Au-delà de ce chiffre, difficile de savoir quelles Communes tardent, ou non, à renouveler leur tuyauterie, tant le sujet est sensible. «Personne ne vous le dira», glisse une élue du district. À Renens, la municipale chargée des travaux, Tinetta Maystre, promet de faire le point dans un prochain Conseil communal. «Des communes urbanisées comme Renens ou Prilly ont davantage de travaux à réaliser pour changer leurs canalisations existantes», explique-t-elle en attendant, tout en assurant que la Ville vise l’objectif d’être totalement en séparatif dans les années 2030. «Nous attendons le chantier du tram pour pouvoir réaliser des travaux qui permettront de faire un bond en avant.»

Taxes insuffisantes

Mais le nerf de la guerre reste l’argent, et il manque. En 2017, une étude de l’État de Vaud a analysé le financement de l’assainissement dans 20 communes du canton. Sans livrer le détail des résultats, elle constate que globalement les taxes d’épuration communales qui, selon le principe du pollueur payeur, doivent couvrir les investissements, ne sont pas suffisantes, avec un sous-financement chiffré à 120 francs par équivalent habitant et par an. «On arrive à la fin d’une ère, appuie Florence Dapples. Beaucoup d’installations ont été construites entre les années 1960 à 1980, et elles sont amorties. De nombreuses communes vont se retrouver face à un mur, car les coûts de l’épuration vont augmenter. Les taxes devraient être adaptées.» Une directive cantonale est d’ailleurs en préparation pour guider les Communes dans leur fixation.

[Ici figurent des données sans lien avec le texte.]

PR #2465, opened 2021-05-15
Fix for ribbon application

Manilla32:
Makes the ribbons in the breasts and pelvis slot not be able to be put on through clothes.


Ben987:
Absolutely!  Thanks :)

PR #2466, opened 2021-05-16
Refactor: Add layers to the tennis skirt

SandrineBC:
# Description
I added color layers to the tennis skirt, so cloth and trim can now be colored seperately


Ben987:
Absolutely!  Thanks again for all these assets :)

PR #2467, opened 2021-05-16
fix: metal leg spreader

gatetrek:
fixed for the metal leg spreader from being allowed to be applied when your are legs closed


Ben987:
Sure!  Thanks a lot for that fix!

PR #2471, opened 2021-05-17
Revert to Default Bugfix

Nina-1474:
There was a rare bug where if two players opened an extended item's options screen at the same time, then one of them selected a new option, it was incorrectly changed to the default option. The other player did not receive this update and was desynced. This only seemed to happen for items where the default/first option was not the null type (i.e. arm ropes, chains and cuffs).


Ben987:

PR #2639, opened 2021-06-28
Miscellaneous color picking fixes

Leilatwentytwo:
This pull request fixes a Crash when picking colors in the wardrobe on character creation.  it also fixes a few bugs I noticed while implementing favorite colors.  This fixes:

Crash in color selection on character creation since Player.SavedColors didn't exist and hadn't been initialized.

An error in color selection on character creation fixed with a suggested change from @ace-1331 to the file Common.js

Color picking menu height is slightly too large when picking your character's name's color, causing the lower part to get cut off.

The function DrawRGBToHex() returns the hex code with lower case letters.  Though, my changes here also make this function unused, it could still be used later at some point? Probably better to just leave it in.

When selecting character name color, if the name color is too dark, the hex code becomes illegible.

When selecting the slave collar color, the color is set by what is simply under the mouse cursor on a click, even if the color picker hasn't told it to change color yet.  This was fine before, if a bit weird (could select colors in the background image), but now that the color picker has been changed, it causes differences in how the UI functions.

Side-note:  The color picking code for the slave collar seems to be implemented differently than any other use of the color picker.  is the color picking code here outdated?  Unless there is a reason for this, I'm thinking the color picking code here should be made similar to how it works elsewhere in the code.


Ben987:
Sure!  Thanks for all these fixes, I will try it soon.

PR #2640, opened 2021-06-28
DrawTextFit Optimisation

ace-1331:
`MainCanvas.measureText(Text)` is resource heavy, and is called multiple times every frame whenever we call `DrawTextFit`, causing screens like `ChatSearch` to take a lot of unnecessary script time while idling or doing other things.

Sur le terrain, les appels du pied du Canton sont toutefois diversement appréciés. «Le constat n’est pas posé de manière très délicate et cela ne fait pas avancer les choses. Le Canton n’apporte aucun financement. S’il souhaite mettre sa patte, son aide serait la bienvenue», commente Nathalie Jaton, municipale à Crissier, tout en assurant que sa Commune est à jour en matière de financement de l’assainissement. Pour revenir au PREE, il fixe un objectif: «Dans cinquante ans, les eaux du bassin-versant de la Chamberonne sont propres; on peut s’y baigner sans restriction ainsi que dans la baie de Vidy.»